You can fit distributions to forecast charts, a feature that is similar to distribution fitting for assumptions (described in Fitting Distributions to Data).
You can fit distributions to forecasts two ways:
You can choose Forecast, then Fit Probability Distribution in the forecast chart menubar to do a quick fit with the default or currently selected distributions and ranking method. You can also use this command to switch off distribution fitting that is set with either the Forecast menu or Preferences menu.
You can choose Preferences, then Forecast, then Forecast Window in the forecast chart menubar to specify particular distributions and to choose a fit ranking method. Then, you can also change the fit options or use Apply To to set these preferences for other forecasts.
To fit a probability distribution to a forecast chart using the Preferences, then Forecast command:
In the forecast chart menubar, choose Preferences, then Forecast.
In the Forecast Window tab of the Forecast Preferences dialog, check Fit A Probability Distribution To The Forecast and click Fit Options.
Specify which distributions to fit:
AutoSelect performs a basic analysis of the data to choose a distribution fitting option and ranking method. If the data includes only integers, fitting to all discrete distributions (with the exception of Yes-No) is completed using the Chi-square ranking statistic choice.

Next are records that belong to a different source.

PR #1312, opened 2019-05-30
fix(ast): return count of errors when checking AST

### LINKED ISSUE #1311: ast.Check() does not return correct error count
Some errors produced by the parser are silently swallowed.  There is a method `ast.Check()` that is for finding errors in the AST, but it does not always return the correct error count.

For example, `foo(]` is obviously invalid syntax but `ast.Check()` returns zero for the AST generated by the parser.

wolffcm:
Fixes #1311.

### Done checklist
- [ ] docs/SPEC.md updated
- [ ] Test cases written

### DIFF
--- a/internal/parser/parser_test.go
+++ b/internal/parser/parser_test.go
@@ -51,9 +51,10 @@ func BenchmarkParser(b *testing.B) {
 
 func testParser(runFn func(name string, fn func(t testing.TB))) {
 	for _, tt := range []struct {
-		name string
-		raw  string
-		want *ast.File
+		name  string
+		raw   string
+		want  *ast.File
+		nerrs int
 	}{
 		{
 			name: "package clause",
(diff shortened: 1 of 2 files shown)


internal/parser/parser_test.go
```diff
@@ -51,9 +51,10 @@ func BenchmarkParser(b *testing.B) {
 
 func testParser(runFn func(name string, fn func(t testing.TB))) {
 	for _, tt := range []struct {
-		name string
-		raw  string
-		want *ast.File
+		name      string
+		raw       string
+		want      *ast.File
+		nerrsWant int
```
jsternberg: Can you rename this to just `nerrs`? I don't think the `want` is necessary.

wolffcm: Sure, done.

All Continuous fits the data to all of the built-in continuous distributions (these distributions are displayed as solid shapes on the Distribution Gallery).
All Discrete fits to all discrete distributions except Yes-No.
Choose displays another dialog from which you can select a subset of the distributions to include in the fitting.
Specify how the distributions should be ranked. In ranking the distributions, you can use one of three standard goodness-of-fit tests:
Anderson-Darling — This method closely resembles the Kolmogorov-Smirnov method, except that it weights the differences between the two distributions at their tails greater than at their mid-ranges. This weighting of the tails helps to correct the Kolmogorov-Smirnov method’s tendency to over-emphasize discrepancies in the central region.
Chi-Square — This test is the oldest and most common of the goodness-of-fit tests. It gauges the general accuracy of the fit. The test breaks down the distribution into areas of equal probability and compares the data points within each area to the number of expected data points.
Kolmogorov-Smirnov — The result of this test is essentially the largest vertical distance between the two cumulative distributions.
The first setting, AutoSelect, enables Crystal Ball to choose the ranking statistic. If all data values are integers, Chi-square is chosen.
If you know location, shape, or other parameter values that might help create a more accurate fit with certain distributions, check Lock Parameters and enter appropriate values in the Lock Parameters dialog (Locking Parameters When Fitting Distributions).
By default, values for all appropriate ranking statistics are calculated but only values for the selected ranking statistic are displayed in Goodness Of Fit view. To show values for all three statistics, check Show All Goodness-of-fit Statistics at the bottom of the Distribution Options panel.
During a simulation, Crystal Ball disables distribution fitting on forecast charts and overlay charts after 1,000 trials and until the simulation stops to enhance performance. A final fit is performed at end of the simulation.